Agriculture was the mainstay of Alamo's economy for many years, and still continues to be a major economic influence.
Though today's local economy is not as dependent on agriculture as it was 50 years ago, agribusiness still forms the base of the region's economy.
For all but one year since 1993, crops have made up more than 80 percent of total cash receipts for agriculture in the Valley. In 1995, when south Texas farmers were devastated by problems with the beet armyworm and a drought that would continue through this year, the percentage dropped slightly to 78 percent.
During the last five years total agricultural cash receipts in the region have averaged more than $522 million a year, and about $460 million a year of that total came from crops.

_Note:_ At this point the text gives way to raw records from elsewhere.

PR #479, opened 2021-02-25
Allow to skip device-id for android install/run/uninstall

### LINKED ISSUE #433: Allow to omit device id if there is only one suitable device
New android commands `install`, `run`, `uninstall` require `device-id` as a mandatory parameter. In case when we have only one suitable device (i.e. with required architecture or app installed) it could be useful to omit device-id.

greenEkatherine:
Resolves #433

### DIFF
--- a/src/Microsoft.DotNet.XHarness.Android/AdbRunner.cs
+++ b/src/Microsoft.DotNet.XHarness.Android/AdbRunner.cs
@@ -436,7 +436,8 @@ namespace Microsoft.DotNet.XHarness.Android
             }
             else if (devices.Count > 1)
             {
-                logger.LogError("There are more than one device with the app installed, please provide --device-id to choose the required one");
+                logger.LogError("There is more than one device with the app installed, please provide --device-id to choose the required one");
+
                 return null;
             }
             return devices.Keys.First();
--- a/src/Microsoft.DotNet.XHarness.Android/AdbRunner.cs
+++ b/src/Microsoft.DotNet.XHarness.Android/AdbRunner.cs
@@ -431,13 +431,12 @@ namespace Microsoft.DotNet.XHarness.Android
             var devices = GetAllDevicesToUse(logger, apkRequiredProperty, propertyName);
             if (devices.Count == 0)
             {
-                logger.LogError("Cannot find a device with app installed, please check that a device is attached or run install first");
+                logger.LogError($"Cannot find a device with {propertyName}={apkRequiredProperty}, please check that a device is attached");
                 return null;
             }
             else if (devices.Count > 1)
             {
-                logger.LogError("There is more than one device with the app installed, please provide --device-id to choose the required one");
-
+                logger.LogError($"There is more than one device with {propertyName}={apkRequiredProperty}, please provide --device-id to choose the required one");
                 return null;
             }
             return devices.Keys.First();
@@ -465,12 +464,12 @@ namespace Microsoft.DotNet.XHarness.Android
 
             var result = allDevicesAndTheirProperties
                 .Where(kvp => !string.IsNullOrEmpty(kvp.Value) && kvp.Value.Split().Contains(apkRequiredProperty))
-                .ToDictionary(kvp => kvp.Key, kvp => kvp.Value);
+                .ToDictionary(kvp => kvp.Key, kvp => kvp.Value) as Dictionary<string, string>;
             
             if (result.Count() == 0)
             {
                 // In this case, the enumeration worked, we found one or more devices, but nothing matched the APK's architecture; fail out.
-                logger.LogError($"No devices found with {propertyName} '{apkRequiredProperty}'.");
+                logger.LogError($"No devices with {propertyName} '{apkRequiredProperty}' was found among attached devices.");
             }
             return result;
         }
--- a/src/Microsoft.DotNet.XHarness.Android/AdbRunner.cs
+++ b/src/Microsoft.DotNet.XHarness.Android/AdbRunner.cs
@@ -413,8 +413,38 @@ namespace Microsoft.DotNet.XHarness.Android
         }
 
 
+
         public string? GetDeviceToUse(ILogger logger, string apkRequiredProperty, string propertyName)
         {
+            var allDevicesAndTheirProperties = GetAllDevicesToUse(logger, apkRequiredProperty, propertyName);
+            if (allDevicesAndTheirProperties.Count > 0)
+            {
+                var firstAvailableCompatible = allDevicesAndTheirProperties.First();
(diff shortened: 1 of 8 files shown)


src/Microsoft.DotNet.XHarness.Android/AdbRunner.cs
```diff
@@ -413,8 +413,38 @@ public List<string> PullFiles(string devicePath, string localPath)
...
+                logger.LogError("There are more than one device with the app installed, please provide --device-id to choose the required one");
+                return null;
+            }
+            return devices.Keys.First();
+        }
+
+        public Dictionary<string, string> GetAllDevicesToUse(ILogger logger, string apkRequiredProperty, string propertyName)
+        {
+
             Dictionary<string, string?> allDevicesAndTheirProperties = new Dictionary<string, string?>();
```
premun, line 448: I think there's a mismatch - `result` is `Dictionary<string, string?>` but the return type is `Dictionary<string, string>`.

src/Microsoft.DotNet.XHarness.Android/AdbRunner.cs
```diff
@@ -423,28 +453,25 @@ public List<string> PullFiles(string devicePath, string localPath)
...
-            }
-            else
+            var result = allDevicesAndTheirProperties
+                .Where(kvp => !string.IsNullOrEmpty(kvp.Value) && kvp.Value.Split().Contains(apkRequiredProperty))
+                .ToDictionary(kvp => kvp.Key, kvp => kvp.Value);
+            
+            if (result.Count() == 0)
             {
                 // In this case, the enumeration worked, we found one or more devices, but nothing matched the APK's architecture; fail out.
                 logger.LogError($"No devices found with {propertyName} '{apkRequiredProperty}'.");
```
premun, line 472: I would be more explicit here and say that we found devices but none with the property. I know it means that but I would be overexplicit in these cases

src/Microsoft.DotNet.XHarness.Android/AdbRunner.cs
premun: I think maybe you could use a different variable when you re-create the `string, string` version in the `ToDictionary`

src/Microsoft.DotNet.XHarness.Android/AdbRunner.cs
```diff
@@ -423,28 +453,25 @@ public List<string> PullFiles(string devicePath, string localPath)
...
-            if (allDevicesAndTheirProperties.Any(kvp => apkRequiredProperty.Equals(kvp.Value, StringComparison.OrdinalIgnoreCase)))
-            {
-                // Key-value tuples here are of the form <device serial number, device property>
-                KeyValuePair<string, string?> firstAvailableCompatible = allDevicesAndTheirProperties.FirstOrDefault(kvp => apkRequiredProperty.Equals(kvp.Value, StringComparison.OrdinalIgnoreCase));
-                logger.LogDebug($"Using first-found compatible device of {allDevicesAndTheirProperties.Count} total- serial: '{firstAvailableCompatible.Key}' - {propertyName}: {firstAvailableCompatible.Value}");
-                return firstAvailableCompatible.Key;
-            }
-            else
+            var result = allDevicesAndTheirProperties
+                .Where(kvp => !string.IsNullOrEmpty(kvp.Value) && kvp.Value.Split().Contains(apkRequiredProperty))
```
premun, line 466: What characters are we splitting here by?
(I don't know what the method does called like this, so asking)

Can it happen that the default set of splitters contains a character that is also in the `apkRequiredProperty`? Because if for example a '-' or ':' was there, it wouldn't work

src/Microsoft.DotNet.XHarness.Android/AdbRunner.cs
```diff
@@ -413,8 +413,38 @@ public List<string> PullFiles(string devicePath, string localPath)
...
+            }
+            return null;
+        }
+
+        public string? GetUniqueDeviceToUse(ILogger logger, string apkRequiredProperty, string propertyName)
+        {
+            var devices = GetAllDevicesToUse(logger, apkRequiredProperty, propertyName);
+            if (devices.Count == 0)
+            {
+                logger.LogError("Cannot find a device with app installed, please check that a device is attached or run install first");
```
premun, line 434: I think this error is too custom for the purpose of this method. I think the calling method knows it's looking for the app installed but this one only looks for any property?

src/Microsoft.DotNet.XHarness.Android/AdbRunner.cs
```diff
@@ -413,8 +413,38 @@ public List<string> PullFiles(string devicePath, string localPath)
...
+                return null;
+            }
+            else if (devices.Count > 1)
+            {
+                logger.LogError("There are more than one device with the app installed, please provide --device-id to choose the required one");
```
premun, line 439:
```suggestion
                logger.LogError("There is more than one device with the app installed, please provide --device-id to choose the required one");

```

Again, could be too specific error. But maybe I understand it wrong?

src/Microsoft.DotNet.XHarness.Android/AdbRunner.cs
premun: Yeah, looking lower at the usage - it's the caller of this who know we're looking for a "device with a specific app". I would consider removing this method and just doing the logic there (find all devices and if there's >1, throw the error from there). If it's used in multiple places, you could have an `AndroidCommandBase` that has this logic. But this is just my opinion and I will leave it on your decision. Fixing the error message is also fine

src/Microsoft.DotNet.XHarness.Android/AdbRunner.cs
greenEkatherine: For the list of the installed app for example. It is splitting by whitespace-like characters, isn't it? At least I check for arm64-v8a arch and it wasn't splitted that way

src/Microsoft.DotNet.XHarness.Android/AdbRunner.cs
greenEkatherine: Actually I filter out all null values, so I'm going to convert it to `Dictionary<string, string>` explicitely

src/Microsoft.DotNet.XHarness.Android/AdbRunner.cs
greenEkatherine: I choose fixing the message 😃

src/Microsoft.DotNet.XHarness.Android/AdbRunner.cs
premun: Yup, should be good then

premun (approved):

The Rio Grande Valley is the center for the production of fruits and vegetables in Texas. The fertile land and temperate climate allow for long productive growing seasons. Of all the commodities grown in the region -- vegetables, cotton and sorghum are the big money crops year in and year out. Cotton and sorghum are the top field crops grown in the Valley.
Over the last five years, beef cattle have made up an average of 99 percent of total livestock cash receipts in the Valley. That is an average value of more than $77 million a year.
For agricultural interests, Alamo and the Rio Grande Valley offer many benefits, which include a long growing season, mild year-round temperatures, and a good size agricultural manual labor source from which to draw.